[Dataset items]
*** Begin section ***

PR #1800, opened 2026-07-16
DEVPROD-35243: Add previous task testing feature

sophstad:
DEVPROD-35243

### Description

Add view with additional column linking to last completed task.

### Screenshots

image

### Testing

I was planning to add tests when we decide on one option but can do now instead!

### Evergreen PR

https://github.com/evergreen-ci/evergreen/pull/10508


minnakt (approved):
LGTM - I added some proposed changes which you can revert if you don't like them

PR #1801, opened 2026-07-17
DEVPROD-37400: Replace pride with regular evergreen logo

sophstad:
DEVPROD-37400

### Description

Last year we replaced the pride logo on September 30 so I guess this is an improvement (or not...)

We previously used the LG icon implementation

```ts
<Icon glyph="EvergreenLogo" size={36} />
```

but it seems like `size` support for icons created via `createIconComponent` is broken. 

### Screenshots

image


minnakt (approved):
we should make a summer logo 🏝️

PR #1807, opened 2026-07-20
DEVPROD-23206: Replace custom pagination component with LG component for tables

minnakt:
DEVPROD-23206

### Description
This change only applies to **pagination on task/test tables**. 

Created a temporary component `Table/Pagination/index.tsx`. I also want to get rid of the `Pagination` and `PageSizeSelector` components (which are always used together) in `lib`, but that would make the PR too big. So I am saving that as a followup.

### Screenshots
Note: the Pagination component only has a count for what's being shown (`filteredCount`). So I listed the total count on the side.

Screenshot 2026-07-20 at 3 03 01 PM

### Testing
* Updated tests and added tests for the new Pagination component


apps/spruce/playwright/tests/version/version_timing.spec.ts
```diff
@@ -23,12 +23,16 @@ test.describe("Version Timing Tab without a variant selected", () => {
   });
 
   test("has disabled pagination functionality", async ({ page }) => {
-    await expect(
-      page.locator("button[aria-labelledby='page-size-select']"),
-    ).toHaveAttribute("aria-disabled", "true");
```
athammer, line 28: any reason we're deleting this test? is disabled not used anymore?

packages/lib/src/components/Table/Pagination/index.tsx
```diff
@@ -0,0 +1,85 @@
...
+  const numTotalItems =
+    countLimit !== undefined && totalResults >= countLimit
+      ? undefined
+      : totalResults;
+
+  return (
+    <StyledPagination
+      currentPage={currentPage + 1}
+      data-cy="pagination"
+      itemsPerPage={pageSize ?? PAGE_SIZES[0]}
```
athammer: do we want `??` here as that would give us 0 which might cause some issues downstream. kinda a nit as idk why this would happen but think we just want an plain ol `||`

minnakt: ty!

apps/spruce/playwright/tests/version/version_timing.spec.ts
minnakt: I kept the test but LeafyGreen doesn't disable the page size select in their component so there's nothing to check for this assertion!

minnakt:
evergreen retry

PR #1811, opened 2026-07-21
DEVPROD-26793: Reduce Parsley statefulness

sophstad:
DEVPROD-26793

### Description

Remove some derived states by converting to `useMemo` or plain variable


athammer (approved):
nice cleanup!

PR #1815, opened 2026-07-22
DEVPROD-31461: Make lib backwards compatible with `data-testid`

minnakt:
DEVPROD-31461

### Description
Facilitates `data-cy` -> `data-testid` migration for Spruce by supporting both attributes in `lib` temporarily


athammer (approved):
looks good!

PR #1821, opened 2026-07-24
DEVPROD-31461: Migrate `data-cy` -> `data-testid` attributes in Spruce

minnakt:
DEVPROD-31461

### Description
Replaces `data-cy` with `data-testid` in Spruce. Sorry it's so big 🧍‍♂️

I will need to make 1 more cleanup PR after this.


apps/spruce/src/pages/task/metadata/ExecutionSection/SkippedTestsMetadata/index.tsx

*** End section ***

Task to complete
Reproduce the entries above exactly, but only the lines between the line holding "we should make a summer logo 🏝️" and the line holding "This change only", inclusive.

Answer box
we should make a summer logo 🏝️

PR #1807, opened 2026-07-20
DEVPROD-23206: Replace custom pagination component with LG component for tables

minnakt:
DEVPROD-23206

### Description
This change only applies to **pagination on task/test tables**. 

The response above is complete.